I've tried the plain lined paper flip books, the EMS specific ones with all-weather paper, 3x5 index cards, 4x6 index cards, index cards with stuff printed on them.  Here is the system I've worked out that I'm really really happy with and haven't changed in a long time.

I made a word document with 2 columns, so I can fit 4 of these sheets on one piece of paper.  The first page of the document is 4 of the front, the 2nd page of the document is 4 of the back pages.  I print it double-sided, and then use a $20 paper cutter to cleanly cut the sheets apart.  The paper cutter and 2-sided printing makes it really easy to make a ton of these at once.

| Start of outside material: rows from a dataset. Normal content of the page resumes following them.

PR #476, opened 2020-09-10
[WIP] Add support for fragment caching

dkniffin:


pinzonjulian:
Oh @dkniffin  this test was so simple to write! I'm glad you got around to do it! 🤘🏽

test/view_component/integration_test.rb
```diff
@@ -475,4 +475,16 @@ class IntegrationTest < ActionDispatch::IntegrationTest
...
     end
   end
+
+  test "Rails fragment cache gets flushed correctly when the component template changes" do
+    get "/fragment_cache"
+    assert_response :success
+    assert_select("div", "Foo\n  bar")
+    assert_select("div.changed", false)
+
+    modify_file "app/components/erb_component.html.erb", "<div class='changed'>Hello World</div>" do
```
juanmanuelramallo, line 485: I don't think this is correct in the context of fragment caching. 

The template is cached using a key, when the key changes the cache block is executed again and cached under the new key. The old key will be flushed, in time, depending on the eviction algorithm using the cache itself.

This example is rather showing the scenario where a developer changes the production code. Which is a different problem, one should decide to either update the cache key construction before releasing the changes or maybe using an Active Record object that responds to cache_key_with_version.

Moreover I think ViewComponent already play nice with Rails' fragment caching, see this example https://github.com/github/view_component/blob/master/test/view_component/integration_test.rb#L159 using Rails' `cache_if`.

juanmanuelramallo: Well nevermind, I just realized this is a valid case when the cache entry can't be manually invalidated or changed. 

I'll try to lend a hand into investigating how to solve the issue.

Matt-Yorkley:
Alright! There are some hard problems here but I feel like the mechanisms which allow fragment caching to work with regular views also face very similar problems (specifically in relation to the digest) and already solve them, right?

So for example, `ActionView::Digestor` performs some tasks with regular templates to ensure that the digest for any given template will be updated when it should be, which includes (roughly):
- Taking an MD5 of the each tempate file
- Building a quick list of _dependencies_ for each template (like if a view also renders another view inside it, the digest needs to change if the _child_ view changes)
- Making a final digest based on the content of the template file _and_ it's dependencies

And after that's done, there's a simple lookup that takes the path to a given template and return that digest.

So what's needed is something that looks a lot like `ActionView::Digestor` and performs roughly the same tasks, but for components, right? But with a couple of caveats related to the key differences between regular templates and components, like:
- components could have _includes_ (like helpers), and you'd want to include those in the "dependencies"
- components can have inheritance (like `ActionComponent`, but potentially others), and you'd also want to factor that in when building the digest

joelhawksley:
@dkniffin thanks for taking this work on! Are you cool with closing this in favor of @Matt-Yorkley's work?

dkniffin:
Yep! 👍

PR #484, opened 2020-09-16
Bug report + failing test for using @variant in a component

dbackeus:
### Summary

When attempting to use an instance variable named `@variant` in a component it's magically changed to `nil` when rendered instead of retaining its original value.

In some twist of fate this hit me on my very first attempt at making a ViewComponent which was going to be a wrapper for Bootstrap's Alert component. I looked at React Bootstrap for naming inspiration and stole the idea of [using the "variant" prop](https://react-bootstrap.github.io/components/alerts/#alert-props) to define which style the alert should have and that was that.


test/app/components/variant_ivar_component.rb
```diff
@@ -0,0 +1,9 @@
+class VariantIvarComponent < ViewComponent::Base
```
joelhawksley, line 1:
```suggestion
# frozen_string_literal: true

class VariantIvarComponent < ViewComponent::Base
```

BlakeWilliams (approved):

PR #488, opened 2020-09-21
use def test_method_name syntax for tests

joelhawksley:
### Summary

This PR standardizes our test syntax to use method names.


jonspalmer:
Still makes me sad we're not using rspec but this cleanup makes sense 😄

manuelpuyol (approved):
lgtm

PR #491, opened 2020-09-28
Add `before_render` DSL method

BlakeWilliams:
This adds a new DSL method, `before_render` that allows components to
define a block that is called before rendering. This block uses
`ActiveSupport::Callbacks` under the hood, so it can prevent a component
from rendering via `throw :abort`.

* Include `ActiveSupport::Callbacks` in `ViewComponent::Base`
* Define callbacks for `render`
* Add public `before_render` method to `ViewComponent::Base` that allows
  components to define a method that is called before rendering and
  prevent `render` from executing, allowing us to eventually replace
  `render?` and `#before_render`.

### DIFF
--- a/lib/view_component/base.rb
+++ b/lib/view_component/base.rb
@@ -179,8 +179,16 @@ module ViewComponent
     class << self
       attr_accessor :source_location, :virtual_path
 
-      def before_render(&block)
-        set_callback :render, :before, block
+      def before_render(method_name = nil, &block)
+        if block_given?
+          set_callback :render, :before, block
+        else
+          set_callback :render, :before, method_name
+        end
+      end
+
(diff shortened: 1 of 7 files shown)


BlakeWilliams:
At least locally, it looks like there is a small performance penalty when using `ActiveSupport::Callbacks`.

Pre-callback benchmark: ~10x faster than partials
Post-callback benchmark: ~9.5x faster than partials

jonspalmer:
We've been down a path like this before with #192 and ended up abandoning it. Can you share some of the motivation and some of the use cases where we'd need this support (and prepared to deal with the performance overhead for it).

BlakeWilliams:
Closing this for now

PR #492, opened 2020-09-29
Fix duplicate filenames in template search

suan:
### Summary

Within a codebase which has `.rb` added as a template handler (eg via `ActionView::Template.register_template_handler(:rb, :source.to_proc)`), `#matching_views_in_source_location` wrongly returns duplicate filepaths for erb view component templates, because "rb" is a sbstring of "erb", and the lookup uses a naive `Dir` glob algo with the registered template extensions.

Fix this by doing `.uniq` after each search

With the current behavior, the above scenario ultimately results in a bogus "There can only be one default template file per component" being raised at render-time

### DIFF
--- a/lib/view_component/base.rb
+++ b/lib/view_component/base.rb
@@ -393,14 +393,14 @@ module ViewComponent
         extensions = ActionView::Template.template_handler_extensions.join(",")
 
         # view files in the same directory as the component
-        sidecar_files = Dir["#{location_without_extension}.*{#{extensions}}"]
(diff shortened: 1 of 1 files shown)


BlakeWilliams:
👋 @suan Thanks for the contribution! Could you add a test for this case?

nielsslot:
With #671 merged I can't imagine this being an issue anymore. @suan, any chance you could tell us if your issue is fixed in current main?

joelhawksley:
Closing as resolved by #671. Thanks for pointing this out @nielsslot!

To give it some stability, I cut out a piece of cardboard to the same size as the paper.  Put a handful of paper sheets on top of the cardboard, and hold it together with a clip.  This makes it easy to pull the sheet out and hand it to someone if you're transferring patient care, etc.  On the opposite side of the cardboard, I have a cheat sheet with pedi dosages, normal pedi vital signs by age, door codes to hospitals, end-of-shift checklist to make sure I don't leave my phone charger in the truck or accidentally take the ambulance keys home with me.


----------



## Gurby (Feb 22, 2016)

Here is a picture of the reverse side.  The cardboard is key for making this work.  I used to use a little clipboard, but found they would always get cracked.  Just cutting out a piece of corrugated cardboard is nice because it's a bit flexible and won't break, but still gives you a surface to write on.  Also being able to clip a little cheat sheet to the back is handy.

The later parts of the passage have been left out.